──────── Source material ────────

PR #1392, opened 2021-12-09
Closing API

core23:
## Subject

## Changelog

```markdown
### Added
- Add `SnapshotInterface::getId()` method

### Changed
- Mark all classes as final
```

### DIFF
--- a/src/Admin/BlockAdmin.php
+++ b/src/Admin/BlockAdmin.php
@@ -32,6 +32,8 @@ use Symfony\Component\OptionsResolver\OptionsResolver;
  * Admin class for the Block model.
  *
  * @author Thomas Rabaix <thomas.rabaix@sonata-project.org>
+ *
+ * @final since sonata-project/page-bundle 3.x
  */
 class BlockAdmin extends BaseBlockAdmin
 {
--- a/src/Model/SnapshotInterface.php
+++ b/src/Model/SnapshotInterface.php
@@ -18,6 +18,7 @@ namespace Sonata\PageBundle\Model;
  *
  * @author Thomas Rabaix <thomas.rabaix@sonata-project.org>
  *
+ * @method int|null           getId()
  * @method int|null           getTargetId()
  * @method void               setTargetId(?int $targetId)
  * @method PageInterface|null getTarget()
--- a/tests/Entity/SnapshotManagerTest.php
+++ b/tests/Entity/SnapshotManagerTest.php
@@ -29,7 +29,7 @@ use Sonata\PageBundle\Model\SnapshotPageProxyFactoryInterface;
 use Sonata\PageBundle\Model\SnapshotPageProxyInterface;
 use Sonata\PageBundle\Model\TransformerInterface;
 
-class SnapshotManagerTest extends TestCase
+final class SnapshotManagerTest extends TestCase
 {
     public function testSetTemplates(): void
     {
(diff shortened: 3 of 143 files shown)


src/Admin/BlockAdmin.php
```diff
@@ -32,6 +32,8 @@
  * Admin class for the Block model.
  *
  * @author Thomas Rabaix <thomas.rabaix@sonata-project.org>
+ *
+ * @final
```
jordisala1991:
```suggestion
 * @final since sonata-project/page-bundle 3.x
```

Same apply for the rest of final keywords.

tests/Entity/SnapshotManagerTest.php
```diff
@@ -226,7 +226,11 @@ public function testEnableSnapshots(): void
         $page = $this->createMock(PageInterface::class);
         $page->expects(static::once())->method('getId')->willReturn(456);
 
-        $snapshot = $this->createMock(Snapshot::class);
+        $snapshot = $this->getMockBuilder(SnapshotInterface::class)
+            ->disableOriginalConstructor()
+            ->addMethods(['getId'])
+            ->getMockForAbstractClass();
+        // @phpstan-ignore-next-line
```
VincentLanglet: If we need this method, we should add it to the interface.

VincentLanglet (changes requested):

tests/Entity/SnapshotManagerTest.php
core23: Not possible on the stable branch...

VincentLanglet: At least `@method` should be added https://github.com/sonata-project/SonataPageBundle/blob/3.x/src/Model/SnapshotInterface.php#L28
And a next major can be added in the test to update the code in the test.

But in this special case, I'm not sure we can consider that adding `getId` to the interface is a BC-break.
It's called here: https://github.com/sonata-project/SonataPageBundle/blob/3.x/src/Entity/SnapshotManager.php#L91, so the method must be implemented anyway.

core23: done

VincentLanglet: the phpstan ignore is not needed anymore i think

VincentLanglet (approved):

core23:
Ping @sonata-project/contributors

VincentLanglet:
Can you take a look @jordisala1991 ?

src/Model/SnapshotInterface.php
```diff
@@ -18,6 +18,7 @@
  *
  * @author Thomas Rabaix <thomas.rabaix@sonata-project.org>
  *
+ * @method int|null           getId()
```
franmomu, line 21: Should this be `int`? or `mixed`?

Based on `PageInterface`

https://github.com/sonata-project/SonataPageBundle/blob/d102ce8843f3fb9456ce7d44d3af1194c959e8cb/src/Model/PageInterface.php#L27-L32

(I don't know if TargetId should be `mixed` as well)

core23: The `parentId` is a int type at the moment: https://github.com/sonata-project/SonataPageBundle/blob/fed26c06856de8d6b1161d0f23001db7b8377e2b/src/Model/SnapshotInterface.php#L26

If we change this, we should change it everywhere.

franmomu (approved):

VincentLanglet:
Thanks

────────

### Task requirements
Every line of the listing that includes the word "final" forms the answer.

### Result of the exercise
- Mark all classes as final
+ * @final since sonata-project/page-bundle 3.x
+final class SnapshotManagerTest extends TestCase
+ * @final
 * @final since sonata-project/page-bundle 3.x
Same apply for the rest of final keywords.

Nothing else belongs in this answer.